Exercise material:
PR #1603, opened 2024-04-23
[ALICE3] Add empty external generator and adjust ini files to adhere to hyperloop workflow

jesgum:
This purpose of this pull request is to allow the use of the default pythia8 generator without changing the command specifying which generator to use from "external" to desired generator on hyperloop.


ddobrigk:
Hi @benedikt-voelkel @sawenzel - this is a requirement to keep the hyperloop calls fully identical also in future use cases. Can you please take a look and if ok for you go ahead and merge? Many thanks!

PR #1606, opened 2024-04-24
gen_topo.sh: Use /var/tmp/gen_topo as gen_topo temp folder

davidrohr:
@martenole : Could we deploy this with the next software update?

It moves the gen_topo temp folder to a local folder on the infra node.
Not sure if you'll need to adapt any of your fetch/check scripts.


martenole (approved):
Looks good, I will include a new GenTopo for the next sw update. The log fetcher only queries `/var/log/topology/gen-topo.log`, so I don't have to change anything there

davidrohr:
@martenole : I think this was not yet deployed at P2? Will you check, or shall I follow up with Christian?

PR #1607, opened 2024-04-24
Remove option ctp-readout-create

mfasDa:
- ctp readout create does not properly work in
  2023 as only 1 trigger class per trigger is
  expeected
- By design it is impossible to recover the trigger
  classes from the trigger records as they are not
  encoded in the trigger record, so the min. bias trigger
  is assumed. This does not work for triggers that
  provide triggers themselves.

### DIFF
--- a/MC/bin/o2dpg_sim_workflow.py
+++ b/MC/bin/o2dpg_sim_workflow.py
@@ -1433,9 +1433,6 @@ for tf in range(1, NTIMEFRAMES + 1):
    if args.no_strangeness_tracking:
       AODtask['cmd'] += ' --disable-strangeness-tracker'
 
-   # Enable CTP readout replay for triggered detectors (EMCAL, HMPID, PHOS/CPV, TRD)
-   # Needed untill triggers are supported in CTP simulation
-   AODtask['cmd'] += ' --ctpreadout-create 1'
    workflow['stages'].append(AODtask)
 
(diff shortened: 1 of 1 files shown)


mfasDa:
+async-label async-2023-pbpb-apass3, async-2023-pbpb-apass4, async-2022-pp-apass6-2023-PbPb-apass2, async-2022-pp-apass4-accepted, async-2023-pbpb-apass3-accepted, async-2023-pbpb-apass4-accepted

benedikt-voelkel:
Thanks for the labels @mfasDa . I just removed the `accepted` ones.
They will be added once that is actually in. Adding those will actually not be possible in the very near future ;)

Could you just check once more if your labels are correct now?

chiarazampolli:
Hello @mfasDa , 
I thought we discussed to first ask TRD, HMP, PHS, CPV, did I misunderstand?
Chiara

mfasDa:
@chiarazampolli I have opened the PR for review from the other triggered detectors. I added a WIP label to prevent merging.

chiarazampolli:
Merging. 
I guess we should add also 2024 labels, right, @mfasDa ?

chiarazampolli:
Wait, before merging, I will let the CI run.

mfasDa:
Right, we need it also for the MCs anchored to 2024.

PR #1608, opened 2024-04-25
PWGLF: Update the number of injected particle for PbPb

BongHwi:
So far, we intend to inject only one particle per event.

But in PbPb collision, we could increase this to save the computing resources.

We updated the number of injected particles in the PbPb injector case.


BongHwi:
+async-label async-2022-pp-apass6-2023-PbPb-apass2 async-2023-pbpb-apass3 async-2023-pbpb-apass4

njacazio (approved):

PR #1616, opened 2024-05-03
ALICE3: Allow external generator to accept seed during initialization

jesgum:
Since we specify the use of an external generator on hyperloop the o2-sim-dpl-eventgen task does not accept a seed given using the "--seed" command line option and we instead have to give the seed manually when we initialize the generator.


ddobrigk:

What to do: Write out every line of the data exactly, leaving nothing out.

Finished task:
PR #1603, opened 2024-04-23
[ALICE3] Add empty external generator and adjust ini files to adhere to hyperloop workflow

jesgum:
This purpose of this pull request is to allow the use of the default pythia8 generator without changing the command specifying which generator to use from "external" to desired generator on hyperloop.


ddobrigk:
Hi @benedikt-voelkel @sawenzel - this is a requirement to keep the hyperloop calls fully identical also in future use cases. Can you please take a look and if ok for you go ahead and merge? Many thanks!

PR #1606, opened 2024-04-24
gen_topo.sh: Use /var/tmp/gen_topo as gen_topo temp folder

davidrohr:
@martenole : Could we deploy this with the next software update?

It moves the gen_topo temp folder to a local folder on the infra node.
Not sure if you'll need to adapt any of your fetch/check scripts.


martenole (approved):
Looks good, I will include a new GenTopo for the next sw update. The log fetcher only queries `/var/log/topology/gen-topo.log`, so I don't have to change anything there

davidrohr:
@martenole : I think this was not yet deployed at P2? Will you check, or shall I follow up with Christian?

PR #1607, opened 2024-04-24
Remove option ctp-readout-create

mfasDa:
- ctp readout create does not properly work in
  2023 as only 1 trigger class per trigger is
  expeected
- By design it is impossible to recover the trigger
  classes from the trigger records as they are not
  encoded in the trigger record, so the min. bias trigger
  is assumed. This does not work for triggers that
  provide triggers themselves.

### DIFF
--- a/MC/bin/o2dpg_sim_workflow.py
+++ b/MC/bin/o2dpg_sim_workflow.py
@@ -1433,9 +1433,6 @@ for tf in range(1, NTIMEFRAMES + 1):
    if args.no_strangeness_tracking:
       AODtask['cmd'] += ' --disable-strangeness-tracker'
 
-   # Enable CTP readout replay for triggered detectors (EMCAL, HMPID, PHOS/CPV, TRD)
-   # Needed untill triggers are supported in CTP simulation
-   AODtask['cmd'] += ' --ctpreadout-create 1'
    workflow['stages'].append(AODtask)
 
(diff shortened: 1 of 1 files shown)


mfasDa:
+async-label async-2023-pbpb-apass3, async-2023-pbpb-apass4, async-2022-pp-apass6-2023-PbPb-apass2, async-2022-pp-apass4-accepted, async-2023-pbpb-apass3-accepted, async-2023-pbpb-apass4-accepted

benedikt-voelkel:
Thanks for the labels @mfasDa . I just removed the `accepted` ones.
They will be added once that is actually in. Adding those will actually not be possible in the very near future ;)

Could you just check once more if your labels are correct now?

chiarazampolli:
Hello @mfasDa , 
I thought we discussed to first ask TRD, HMP, PHS, CPV, did I misunderstand?
Chiara

mfasDa:
@chiarazampolli I have opened the PR for review from the other triggered detectors. I added a WIP label to prevent merging.

chiarazampolli:
Merging. 
I guess we should add also 2024 labels, right, @mfasDa ?

chiarazampolli:
Wait, before merging, I will let the CI run.

mfasDa:
Right, we need it also for the MCs anchored to 2024.

PR #1608, opened 2024-04-25
PWGLF: Update the number of injected particle for PbPb

BongHwi:
So far, we intend to inject only one particle per event.

But in PbPb collision, we could increase this to save the computing resources.

We updated the number of injected particles in the PbPb injector case.


BongHwi:
+async-label async-2022-pp-apass6-2023-PbPb-apass2 async-2023-pbpb-apass3 async-2023-pbpb-apass4

njacazio (approved):

PR #1616, opened 2024-05-03
ALICE3: Allow external generator to accept seed during initialization

jesgum:
Since we specify the use of an external generator on hyperloop the o2-sim-dpl-eventgen task does not accept a seed given using the "--seed" command line option and we instead have to give the seed manually when we initialize the generator.


ddobrigk:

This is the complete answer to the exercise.